ボケてで500万DL、アプリプロデューサー・イセオサムさんの仕事哲学「あそぶようにはたらく」を追求したらどうなる?
働き方改革によって、それぞれワーカーの事情に応じて、多様で柔軟な働き方ができる時代になりました。企業もリモートワークやワーケーションなどの環境を整え、様々なメニューを取り揃えて、人材の確保定着に躍起です。
しかし、制度がいかに充実しても、日本には世界的にワークエンゲージメントが低いという根本的な問題があります。これには企業の問題もあるでしょうが、働くこと自体に情熱を感じないビジネスパーソンの意識の持ち方をそもそも変える必要があるのではないでしょうか?
そんな中、モバイルマーケティングの先駆者であるイセオサムさんは、「あそぶようにはたらく」という哲学を持って活躍しています。

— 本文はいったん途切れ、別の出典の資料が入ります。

PR #934, opened 2021-03-01
Remove dummy gatingState from frame when dataset ID changes.

### LINKED ISSUE #919: visAccumulate sometimes but not always inserts a gating state into output stream
I think this happens because the initial dataset_id generated does not include a gatingState, but when new IDs are generated (based on a change in the incoming state) they get a dummy gatingState inserted. Fortunately the critical states list for visWriter doesn't contain gating and so things mostly work out fine.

日本テレビ、広告代理店オプトを経て複数の起業に携わり、プロデュースしたアプリは「ボケて(bokete)」「ヨモ(yomo)」など合わせると累計1,000万DLを突破。その傍らで、釣りに没頭しつつ、釣りのYouTuberとしても活動するなど、実に楽しそうです。
今、「あそぶようにはたらく」が求められていると感じた当編集部では、早速イセさんの哲学を聞きに行くことにしました。

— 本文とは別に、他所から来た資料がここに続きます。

PR #949, opened 2021-04-15
Use a `std::unordered_set` to keep track of frame ids to drop

cubranic:


james-s-willis (approved):

andrerenard:
@james-s-willis just to confirm you checked this PR works now that you've updated the unit tests?

james-s-willis:
@andrerenard yes, this works with my update to the unit tests.

PR #950, opened 2021-04-21
Kotekan Debug Tool

james-s-willis:


andrerenard:
Closing so that @Jintao-Xu can open a new PR on this branch with @james-s-willis as reviewer.

tools/debug_tool/templates/test.html
```diff
@@ -0,0 +1,250 @@
...
+    //console.log("Got response: " + message.network_buffer_0.frames);
+    //drawTree(buffers);
+  }
+
+  // Call poll() again to get the next message
+  setTimeout(() => { poll(); }, POLL_WAIT_TIME_MS);
+}
+
+// Start polling kotekan for metrics
+//poll();
```
james-s-willis, line 95: @Jintao-Xu this is the function I was talking about. It should poll the kotekan endpoint every POLL_WAIT_TIME_MS.

james-s-willis: And you would want to call your draw function where I call `drawTree(buffers)`.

考え方の原点は、中学時代の「好きになれて、なおかつ食える仕事」探し
―イセさんが提唱する「あそぶようにはたらく」は、起業する人だけではなく、働き方の変革期にある現在、会社員にとっても組織にとっても重要なキーワードになると思います。そこで、今日はイセさんの仕事哲学を掘り下げて伺わせてください。まず、「あそぶようにはたらく」という考え方は、どのように生み出されたのでしょうか。
「あそぶようにはたらく」という言葉を使い始めたのは、自分の会社を作った時ですが、原点は中学生の頃なんです。地下鉄で通学している時に「通勤中のおじ様方は皆、何て暗い顔しているんだろう」と衝撃を受けて。どうせ働くなら楽しく働いた方がいいはずなのに、なぜそういう社会になっていないんだろう? と考えるようになりました。
―中学生の時ですか! それは早熟ですね。
将来、何かをして食べていかなくてはならないけれど、サラリーマンにはなりたくない。「自分ができることは何だろうか」「釣りが好きなので、釣りのプロはどうだろう」と考え、大会に出たり、ルアーを作って売ってみたりしましたが、いかんせん食える感じがしない。大会の賞金総額もゴルフなどとは比較になりませんでしたから。「これでは、プロとして成り立たない」と思いました。高校時代はバンドを組んだり、大学時代は演劇サークルで活動したり、試行錯誤しながら「好きになれて、なおかつ食える仕事」を探していました。
―社会人としてのスタートは、日本テレビの社員です。「好きであり、食えること」に合致する仕事と思い、選択したのでしょうか。
テレビ局に就職したのは、テレビドラマの制作に興味があったからです。運よく日本テレビに受かったのですが、朝の情報番組に配属され、全然興味が持てなくて。インターネットの部署への異動も打診されましたが、自分で自分のやることを選べないのはどうにも気持ち悪い。ドラマに配属されていたら会社にいたかもしれないですし、サラリーマンとしてはいい環境だったとは思うんです。でも、自分で選びとれない不自由さ、気持ち悪さに気づき、時間をムダにしたくないという想いが募り、1年で退社しました。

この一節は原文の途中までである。